# [gelöst] disk full -> abgebrochenes emerge - was jetzt?

## uhai

Hallo,

ich habe mir da ein Problem "gebaut":

Beim emerge von openoffice lief meine Platte voll und der Vorgang brach ab. Da ich das über Nacht laufen ließ, bin ich jetzt unsicher, wie  ich richtig reagiere:

- kann ichden Rechner einfach herunterfahren?

- Wie kann ich die "Dateileichen" aus dem abgebrochenen emerge entfernen? Ist --clean oder depclean oder etwas anderes jetzt der richtige Befehl?

- wie kann ich Platz machen ohne etwas falsches zu löschen?
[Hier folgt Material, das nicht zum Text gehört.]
PR #8900, opened 2018-07-05
Migrate storage docs to use hostid not machineid

wallyworld:
## Description of change

The 4 collections used to store volume and filesystem info are migrated to use "hostid" instead of "machineid". The bulk of the change is to write the upgrade step. There was an existing 2.2 upgrade step that needed to be modified to use bson maps instead of juju state structs (arguably all upgrade steps should be written this way anyway).

## QA steps

Deploy Juju 2.1 with postgresql using storage
Upgrade to 2.5
Check db to ensure migrations occurred
Check storage functionality

### DIFF
--- a/state/migration_export.go
+++ b/state/migration_export.go
@@ -1807,7 +1807,7 @@ func (e *exporter) addVolume(vol *volume, volAttachments []volumeAttachmentDoc) 
 		va := volumeAttachment{doc}
 		logger.Debugf("  attachment %#v", doc)
 		args := description.VolumeAttachmentArgs{
-			Machine: va.Machine(),
+			Machine: va.Host().(names.MachineTag),
 		}
 		if info, err := va.Info(); err == nil {
 			logger.Debugf("    info %#v", info)
--- a/state/upgrades.go
+++ b/state/upgrades.go
@@ -518,84 +518,127 @@ func addNonDetachableStorageMachineId(st *State) error {
 	if err != nil {
 		return errors.Trace(err)
 	}
+
+	getPool := func(d bson.M) string {
+		var pool string
+		info, _ := d["info"].(bson.M)
+		params, _ := d["params"].(bson.M)
+		if info != nil {
+			pool = info["pool"].(string)
+		} else if params != nil {
+			pool = params["pool"].(string)
+		}
+		return pool
+	}
+
+	var needsUpgradeTerm = bson.D{
+		{"machineid", bson.D{{"$exists", false}}},
+		{"hostid", bson.D{{"$exists", false}}},
+	}
 	var ops []txn.Op
-	volumes, err := sb.volumes(
-		bson.D{{"machineid", bson.D{{"$exists", false}}}},
-	)
-	if err != nil {
+
+	volumeColl, cleanup := st.db().GetCollection(volumesC)
+	defer cleanup()
+
+	var volData []bson.M
+	err = volumeColl.Find(needsUpgradeTerm).All(&volData)
+	if err != nil && err != mgo.ErrNotFound {
 		return errors.Trace(err)
 	}
-	for _, v := range volumes {
-		var pool string
-		if v.doc.Info != nil {
-			pool = v.doc.Info.Pool
-		} else if v.doc.Params != nil {
-			pool = v.doc.Params.Pool
-		}
-		detachable, err := isDetachableVolumePool(sb, pool)
+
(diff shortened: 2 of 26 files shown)


wallyworld:
!!build!!

state/migration_export.go
```diff
@@ -1807,7 +1807,7 @@ func (e *exporter) addVolume(vol *volume, volAttachments []volumeAttachmentDoc)
 		va := volumeAttachment{doc}
 		logger.Debugf("  attachment %#v", doc)
 		args := description.VolumeAttachmentArgs{
-			Machine: va.Machine(),
+			Machine: va.Host().(names.MachineTag),
```
babbageclunk: Is this just because export isn't supported for caas models yet? Shouldn't description be updated to use Host here too?

state/upgrades.go
```diff
@@ -518,84 +518,109 @@ func addNonDetachableStorageMachineId(st *State) error {
...
+		{"machineid", bson.D{{"$exists", false}}},
+		{"hostid", bson.D{{"$exists", false}}},
+	}
 	var ops []txn.Op
-	volumes, err := sb.volumes(
-		bson.D{{"machineid", bson.D{{"$exists", false}}}},
-	)
-	if err != nil {
+
+	volumeColl, cleanup := st.db().GetCollection(volumesC)
```
babbageclunk: Good call on rewriting this to use mgo datatypes.

state/upgrades.go
```diff
@@ -518,84 +518,109 @@ func addNonDetachableStorageMachineId(st *State) error {
...
 			return errors.Trace(err)
 		}
 		if detachable {
 			continue
 		}
-		attachments, err := sb.VolumeAttachments(v.VolumeTag())
-		if err != nil {
+
+		var attachInfo []bson.M
+		err = volumeAttachColl.Find(bson.D{{"volumeid", v["name"]}}).All(&attachInfo)
```
babbageclunk: Are we worried about the n+1 query structure here? Would it be worth getting all the volume attachments in one query and loading them into a map?

state/upgrades.go
```diff
@@ -518,84 +518,109 @@ func addNonDetachableStorageMachineId(st *State) error {
...
+		if detachable, err := isDetachableFilesystemPool(sb, getPool(f)); err != nil {
 			return errors.Trace(err)
 		} else if detachable {
 			continue
 		}
-		attachments, err := sb.FilesystemAttachments(f.FilesystemTag())
-		if err != nil {
+
+		var attachInfo []bson.M
+		err = filesystemAttachColl.Find(bson.D{{"filesystemid", f["filesystemid"]}}).All(&attachInfo)
```
babbageclunk: Same here.

state/upgrades.go
```diff
@@ -518,84 +518,109 @@ func addNonDetachableStorageMachineId(st *State) error {
...
+		if machineId == "" {
+			machineId = attachInfo[0]["hostid"]
+		}
 		ops = append(ops, txn.Op{
 			C:      volumesC,
-			Id:     v.doc.Name,
+			Id:     v["name"],
 			Assert: txn.DocExists,
 			Update: bson.D{{"$set", bson.D{
 				{"machineid", machineId},
```
babbageclunk: I was expecting you to set it to hostid here. Or is that coming in an upgrade step further down?

state/upgrades.go
```diff
@@ -1602,3 +1627,52 @@ func RemoveContainerImageStreamFromNonModelSettings(st *State) error {
...
+		}
+
+		for _, data := range storageData {
+			machineId := data["machineid"]
+			ops = append(ops, txn.Op{
+				C:      collName,
+				Id:     data["_id"],
+				Assert: txn.DocExists,
+				Update: bson.D{
+					{"$set", bson.D{{"hostid", machineId}}},
```
babbageclunk: Oh, yup.

state/migration_export.go
wallyworld: It will need to be updated at some point, but we need to rev the db description format etc. For  now, it's ok to leave as machine since we don't support migration yet

state/upgrades.go
wallyworld: Right, we need to go through the steps. These 2.2 steps should behave as before to be safe.

wallyworld:
$$merge$$

wallyworld:
$$merge$$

Kann ich den Inhalt von /tmp einfach entfernen?

Jeder Tip ist willkommen...

uhaiLast edited by uhai on Mon Nov 26, 2007 8:49 pm; edited 2 times in total

----------

## revilootneg

Hey uhai,

du kannst deinen Rechner einfach runterfahren, solltest aber vorher ein bischen Platz schaffen:

rm /var/tmp/portage/* -R loescht dir neben dem abgebrochenen OpenOffice emerge-Vorgang noch alle anderen Dateileichen von abgebrochenen emerges.

--depclean ist dazu geeignet Pakete zu emergen, die nicht mehr gebraucht werden (keine Abhaengigkeit von irgendeinem anderem Paket mehr sind).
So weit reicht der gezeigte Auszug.